Everything we learned about Cleveland’s “Drunk History”

Cleveland’s “Drunk History” tribute, which aired on Sept. 29, was slurry, sloppy and surprisingly informative; everything viewers have come to expect from the third season of the Comedy Central series.

For those who aren’t familiar, “Drunk History” tells the stories of U.S. cities, as told by people who are very, very drunk. This episode featured narrators John Levenstein, David Wain and Ashley Barnhill, as well as inebriated locals, who talked to creator Derek Waters when he stopped by the Euclid Tavern in January.

Because drunk learning is the best learning, here’s everything that we learned from watching Cleveland’s time in the “Drunk History” sun.

1. Cleveland is great because it’s “just snowy enough to keep the assholes out,” according to one Euclid Tavern patron.

2. Wayne Wheeler, the lobbyist responsible for prohibition, hailed from Cleveland.

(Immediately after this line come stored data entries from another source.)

PR #3996, opened 2018-03-02
Add Shadow DOM feature to isAttached

SaptakS:
### Summary ###

**This PR needs to be merged only after #3977** 

This change allows `isAttached()` function to address shadowDOMElements even if the browser doesn't support `getRootNode()`. 

Ref gh-3504, gh-3977

### Checklist ###

* [ ] New tests have been added to show the fix or feature works (**Will add once this method is reviewed and confirmed**)


mgol:
Can you rebase this PR now that your other one has landed?

SaptakS:
@mgol done.

src/var/isAttached.js
```diff
@@ -1,11 +1,19 @@
 define( [
 	"../core",
+	"./getShadowRoot",
+	"./document",
```
gibson042: We shouldn't have a dependency on document, see below.

src/var/getShadowRoot.js
```diff
@@ -0,0 +1,15 @@
+define( function() {
+	"use strict";
+
+	return function getShadowRoot( obj ) {
```
gibson042: For clarity, please update both this function and `isAttached` to use `elem` instead of `obj`.

src/var/isAttached.js
```diff
@@ -1,11 +1,19 @@
...
 	"../selector" // Get jQuery.contains
-], function( jQuery ) {
+], function( jQuery, getShadowRoot, document ) {
 	"use strict";
 
+	// Replace the use of contains function to check attachment (gh-3504)
 	return function isAttached( obj ) {
+
+		// Check if browser supports Shadow DOM
+		if ( document.head.createShadowRoot || document.head.attachShadow ) {
```
gibson042: `isAttached` is a potentially hot path and I'd rather not see a support check inside of it. How about refactoring getShadowRoot.js to define the smart function conditionally (falling back on `function( elem ) {}`), and then always using it here:
```js
return jQuery.contains( elem.ownerDocument, elem ) ||
	getShadowRoot( elem ) === elem.ownerDocument;
```

src/var/getShadowRoot.js
```diff
@@ -0,0 +1,15 @@
...
+
+		// check for support of getRootNode function
+		if ( typeof obj.getRootNode === "function" ) {
+			return obj.getRootNode( { composed: true } );
+		} else {
+			var doc = obj.ownerDocument;
+			return doc && doc.host ? getShadowRoot( doc.host ) : doc;
```
gibson042: This will return the outer document for detached elements, which is incorrect. And we should probably have a loop instead of recursive calls anyway, but be mindful to return empty at all levels (e.g., including a shadow DOM inside a detached element).

src/var/getShadowRoot.js
```diff
@@ -0,0 +1,22 @@
+define( [
+	"./document"
+], function( document ) {
+	"use strict";
+
+	return function getShadowRoot( elem ) {
+
+		// Check if browser supports Shadow DOM
+		if ( document.head.createShadowRoot || document.head.attachShadow ) {
```
mgol: Why do we need to check both?

mgol: This `if` is still in the function so it still executes every time `isAttached` is invoked. I think @gibson042 meant to define this function conditionally, to run the Shadow DOM support test outside of the function and assign a proper definition based on that. In this way this condition will fire only once.

SaptakS: So to get it clear, you mean this should be written as a condition wherever isAttached is invoked and send some parameter based on that?

SaptakS: > Why do we need to check both?

So `createShawowRoot` gives a false negative in safari version 10.1 since it uses 0.v1 of shadowDOM element which had `attachShadow`. So I included both.

mgol: I don't know what's @gibson042's opinion on that but personally I wouldn't botter with supporting Shadow DOM v0; it was a preview and the standard is the v1 version. And if we add v0 support we won't be able to remove it so easily later.

mgol: > So to get it clear, you mean this should be written as a condition wherever isAttached is invoked and send some parameter based on that?

Something like:
```js
var myFunction;
if (someCondition) {
    myFunction = () => someValue;
} else {
    myFunction = () => someOtherValue;
```
(but in ES5 etc., this is just to get an idea) Then the condition is only checked once and is never checked when `myFunction` is getting invoked.


We did something in this spirit for some `cssHooks`, see:
https://github.com/jquery/jquery/blob/3.3.1/src/css/addGetHookIf.js
and its uses:
https://github.com/jquery/jquery/blob/3.3.1/src/css.js#L414-L425
https://github.com/jquery/jquery/blob/3.3.1/src/offset.js#L218-L229

SaptakS: @mgol isn't in the above examples, in https://github.com/jquery/jquery/blob/3.3.1/src/css/addGetHookIf.js#L10 the condition is checked everytime the `addGetHookIf` is invoked?

mgol: `addGetHookIf` is only called once per each css hook used.

timmywil:
This has been reviewed, but needs tests.

mgol:
@SaptakS will you have time to finish this PR soon?

SaptakS:
@mgol I will work on it this weekend. Sorry for the delay.

mgol:
@SaptakS We're trying to finish stuff planned for `3.4.0`. Will you have time to finish this today or tomorrow? If not, we may have to take over.

SaptakS:
I will give it a try today. Sorry for the delay.

test/unit/css.js
```diff
@@ -641,6 +641,48 @@ QUnit.test( "show/hide detached nodes", function( assert ) {
...
+	shadowRoot.innerHTML = "<style>.hidden{display: none;}</style>" +
+		"<div class='hidden' id='shadowdiv'><p class='hidden' id='shadowp'>" +
+		"<a href='#' class='hidden' id='shadowa'></a></p>" +
+		"<code class='hidden' id='shadowcode'></code>" +
+		"<pre class='hidden' id='shadowpre'></pre><span class='hidden' id='shadowspan'></span></div>" +
+		"<table class='hidden' id='shadowtable'><thead class='hidden' id='shadowthead'>" +
+		"<tr class='hidden' id='shadowtr'><th class='hidden' id='shadowth'></th></tr></thead>" +
+		"<tbody class='hidden' id='shadowtbody'><tr class='hidden'>" +
+		"<td class='hidden' id='shadowtd'></td></tr></tbody></table>" +
+		"<ul class='hidden' id='shadowul'><li class='hidden' id='shadowli'></li></ul>";
```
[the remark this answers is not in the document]
SaptakS: Yes. I will do that for sure.

test/unit/css.js
```diff
@@ -966,6 +1008,26 @@ QUnit[ jQuery.find.compile && jQuery.fn.toggle ? "test" : "skip" ]( "detached to
 		"cascade-hidden element in detached tree" );
 } );
 
+QUnit[ jQuery.find.compile && jQuery.fn.toggle && document.head.createShadowRoot ? "test" : "skip" ]( "shadow toggle()", function( assert ) {
+	assert.expect( 4 );
+	jQuery( "<div id='shadowHost'></div>" ).appendTo( "#qunit-fixture" );
+	var shadowHost = document.querySelector( "#shadowHost" );
+	var shadowRoot = shadowHost.attachShadow( { mode: "open" } );
+	shadowRoot.innerHTML = "<style>.hidden{display: none;}</style><div id='shadowHiddenChild' class='hidden'></div><div id='shadowChild'></div>";
```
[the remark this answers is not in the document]
SaptakS: Okay. makes sense

test/unit/css.js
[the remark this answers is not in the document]
SaptakS: Done.

test/unit/css.js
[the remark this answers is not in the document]
SaptakS: Done.

test/unit/css.js
```diff
@@ -641,6 +641,62 @@ QUnit.test( "show/hide detached nodes", function( assert ) {
...
+		"tr": "table-row",
+		"th": "table-cell",
+		"td": "table-cell",
+		"ul": "block",
+		"li": "list-item"
+	};
+
+	jQuery.each( test, function( selector, expected ) {
+		var shadowChild = shadowRoot.querySelector( "#shadow" + selector );
+		var x = jQuery( shadowChild );
```
gibson042: Let's use a more meaningful name like `$shadowChild`.

test/unit/css.js
```diff
@@ -966,6 +1022,28 @@ QUnit[ jQuery.find.compile && jQuery.fn.toggle ? "test" : "skip" ]( "detached to
...
+	jQuery( "<div id='shadowHost'></div>" ).appendTo( "#qunit-fixture" );
+	var shadowHost = document.querySelector( "#shadowHost" );
+	var shadowRoot = shadowHost.attachShadow( { mode: "open" } );
+	shadowRoot.innerHTML = "<style>.hidden{display: none;}</style>" +
+		"<div id='shadowHiddenChild' class='hidden'></div>" +
+		"<div id='shadowChild'></div>";
+	var shadowChild = shadowRoot.querySelector( "#shadowChild" );
+	var shadowHiddenChild = shadowRoot.querySelector( "#shadowHiddenChild" );
+
+	var x = jQuery( shadowChild );
```
gibson042: Let's use a more meaningful name like `$shadowChild`.

src/core/isAttached.js
```diff
@@ -0,0 +1,25 @@
...
+	"../var/document",
+	"../selector" // Get jQuery.contains
+], function( jQuery, getShadowRoot, document ) {
+	"use strict";
+
+	// Replace the use of contains function to check attachment (gh-3504)
+
+	var isAttached;
+
+	// Check if browser supports Shadow DOM
```
gibson042: Let's drop the preceding comment and update this to something like "Check attachment across shadow DOM boundaries when possible (gh-3504)".

test/unit/effects.js
```diff
@@ -220,6 +220,38 @@ supportjQuery.each( hideOptions, function( type, setup ) {
...
+
+		var shadowHost = document.querySelector( "#shadowHost" );
+		var shadowRoot = shadowHost.attachShadow( { mode: "open" } );
+		shadowRoot.innerHTML = "<style>.hidden{display: none;}</style>" +
+			"<span id='shadowChild' class='hidden'></span>";
+		var shadowChild = shadowRoot.querySelector( "#shadowChild" );
+
+		var $shadowChild = jQuery( shadowChild );
+		var displayNone = $shadowChild.css( "display" );
+		var display = "block";
```
mgol: @gibson042 Note that this hardcodes `"block"` as opposed to the non-shadow test above this one. But, as @SaptakS made me realize - the check for `$span.css( "display" )` in the non-shadow test requires to show the element and later hide it which changes how the element is hidden so the test doesn't really seem to test what it should. Also, in both cases, the expected value is `"block"` so it doesn't make sense to compute it during the test.

What do you think about changing the non-shadow test to avoid this check? (outside of this PR, of course).

mgol:
There was one test failure which I fixed. This is ready for a final review.

@gibson042 do you want to have a look?

SaptakS:
@gibson042 @mgol updated to put size optimization.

According to Levenstein, he made it his life’s mission to ban alcohol after being stabbed with a pitchfork by a drunk farmhand as a child. After that, “he had to spend the rest of his life making sure no one else had fun no matter what.”

3. Dorothy Fuldheim, an enterprising 1940s Cleveland journalist, had the opportunity to interview Hitler in the “German SS place where Hitler works,” Wain explains. Fuldheim went on to become the first woman to anchor a news broadcast, working on Channel 5 WEWS for 37 years.

4. You’re supposed to use your middle fingers for bowling, or so the employees at Dickey Lanes on West 25th St. told Waters. Who knew?

5. When Cassius Clay fought Sonny Liston, he told him he “smelled like an ugly bear,” says Barnhill. Later Clay—better known as Muhammad Ali—would meet with prominent black athletes in Cleveland to discuss his position as a conscientious objector to the Vietnam War.